- Born: 6 February 1914 Brčeli, Kingdom of Montenegro
- Died: 2 May 1945 (aged 31) Belgrade, Yugoslavia
- Occupation: lawyer
- Known for: Defense of Supreme Headquarters and Marshal Tito at battle of Sutjeska

= Đuro Bošković =

Yugoslav lawyer and revolutionary of the National Liberation struggle

Đuro Bošković (Brčeli, February 6, 1914 – Belgrade, May 2, 1945) was a Yugoslav lawyer, revolutionary, participant of the National Liberation struggle and an officer of the Department for People's Protection (OZNA). Bošković became particularly prominent during the World War II battle of Sutjeska when he reported to the military commanding staff that even though they lost two-thirds of the fighters, they could count on them as being in full force.

==Biography==
===Family===
Đuro Ivov Bošković was born on February 6, 1914, in the Montenegrin village of Gornji Brčeli, in Crmnica, near the coastal city and port of Bar. His father Ivo worked in the United States, and Đuro stayed in Montenegro with his mother and brothers. He had two prominent brothers, Petar Bošković and Milo Bošković.
Petar Bošković was a Yugoslav and Serbian diplomat. He was an ambassador of the Socialist Federal Republic of Yugoslavia to the Republic of Cyprus. Đuro's older brother national hero Milo Bošković (1911–1944) was killed in 1944 in the Jasenovac concentration camp.
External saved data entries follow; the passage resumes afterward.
PR #571, opened 2024-08-28
core(view): changes due to conversion from md to rst

romintomasetti:
As mentioned in #569, I'll need the `View.md` to understand `RST`. So I need to renamed it. And so `Sphinx` complains.

Changes:
1. Sections, subsections and so on.
2. Code blocks.
3. References (to sections, footnote).
4. Italic.
5. The table becomes a `csv-table`.

### DIFF
--- a/docs/source/ProgrammingGuide/View.rst
+++ b/docs/source/ProgrammingGuide/View.rst
@@ -1,4 +1,5 @@
-# 6: View: Multidimensional array
+6: View: Multidimensional array
+===============================
 
 After reading this chapter, you should understand the following:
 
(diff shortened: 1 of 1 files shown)


romintomasetti:
@dalg24 @masterleinad The diff is still hard to read, even though I went over the `Sphinx` complains one by one (nothing more). What should we do ?

masterleinad (approved):
Looks good to me. Ignoring white space changes makes this not that hard to compare.

dalg24:
Did you check that the output looks reasonable?

masterleinad:
The documentation in the artifact looked fine to me. We could try to improve the accessibility matrix a bit and `reference_is_lvalue` should be `reference_type_is_lvalue` but we can address that in a follow-up since it's preexisting.

PR #574, opened 2024-08-29
Document version macros

dalg24:


dalg24:
(Fixed typo `if (KOKKOS_VERSION_PATCH = 99)` -> `==`)

docs/source/API/core/Macros.rst
```diff
@@ -4,11 +4,71 @@ Macros
...
-| ``KOKKOS_VERSION`` | The Kokkos version; ``KOKKOS_VERSION % 100`` is the patch level, ``KOKKOS_VERSION / 100 % 100`` is the minor version, and ``KOKKOS_VERSION / 10000`` is the major version.   |
-+--------------------+------------------------------------------------------------------------------------------------------------------------------------------------------------------------------+
+.. list-table::
+   :header-rows: 1
+
+   * - Version integer macros
+   * - ``KOKKOS_VERSION``
+   * - ``KOKKOS_VERSION_MAJOR``
+   * - ``KOKKOS_VERSION_MINOR``
+   * - ``KOKKOS_VERSION_PATCH``
```
masterleinad, line 14: I don't like the looks of the one column tables very much and would either replace them with a list or add a second column that demonstrates their definition for some release.

docs/source/API/core/Macros.rst
```diff
@@ -4,11 +4,78 @@ Macros
...
-| ``KOKKOS_VERSION`` | The Kokkos version; ``KOKKOS_VERSION % 100`` is the patch level, ``KOKKOS_VERSION / 100 % 100`` is the minor version, and ``KOKKOS_VERSION / 10000`` is the major version.   |
-+--------------------+------------------------------------------------------------------------------------------------------------------------------------------------------------------------------+
+.. list-table::
+   :header-rows: 1
+   :align: left
+
+   * - Version integer macros
+     - Example value assuming Kokkos version 4.2.1
+   * - ``KOKKOS_VERSION``
+     - ``4'02'01``
```
masterleinad, line 14:
```suggestion
     - ``40201``
```

dalg24: Why?

masterleinad: That's the literal value, isn't it?

dalg24: From https://en.cppreference.com/w/cpp/language/integer_literal

> Optional single quotes (`'`) may be inserted between the digits as a separator; they are ignored when determining the value of the literal.

masterleinad: I now that but I think it's more confusing for the average user looking at this page.

dalg24: I dropped the separators

masterleinad (approved):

Their sister Velika was a fighter in the Yugoslav Partisans movement engaged with the Fourth Proletarian Montenegrin task force brigade.

===Revolutionary work===
Đuro Bošković finished elementary and high school in Montenegro. As a high school student in 1933 he became a member of the Communist Party of Yugoslavia (CPY). The same year he distinguished himself during the strike of high school students. He graduated from the University of Belgrade Faculty of Law. Later on, Bošković worked as a lawyer. He returned in 1939 to Montenegro following a party assignment. He was arrested and taken first to Bar, then to Belgrade, and at the end he was taken to Velika Kikinda.

===In the partisans===
He participated in the National Liberation struggle right from the start of the 13 July Uprising. Chetniks courts in Montenegro published a list of 84 prominent partisans, for whom a bounty had been placed for their capture. The Italian occupation force offered money for bounties. A bounty of 25,000 Italian liras was placed for the capture of Đuro Bošković, so he was among the 20 partisans with a bounty exceeding the amount of 20,000 liras.
In June 1942, he was the deputy political commissar of the 3rd unit within the 1st battalion of the Lovcen partisan detachment. The Lovcen partisan detachment became later a part of the Fourth Proletarian Montenegrin Strike Brigade. Bošković was appointed as a political commissar of the 1st unit of the 1st Battalion of the Fourth Proletarian Montenegrin Strike Brigade. His sister Bošković Velika, born in 1920, was a fellow soldier with his unit. Together with the brigade, he went through many battles, and distinguished himself in the Battle of Manjača on September 18 and 19 1942. After the successful completion of his mission, he headed with the unit in the direction of strongest enemy resistance.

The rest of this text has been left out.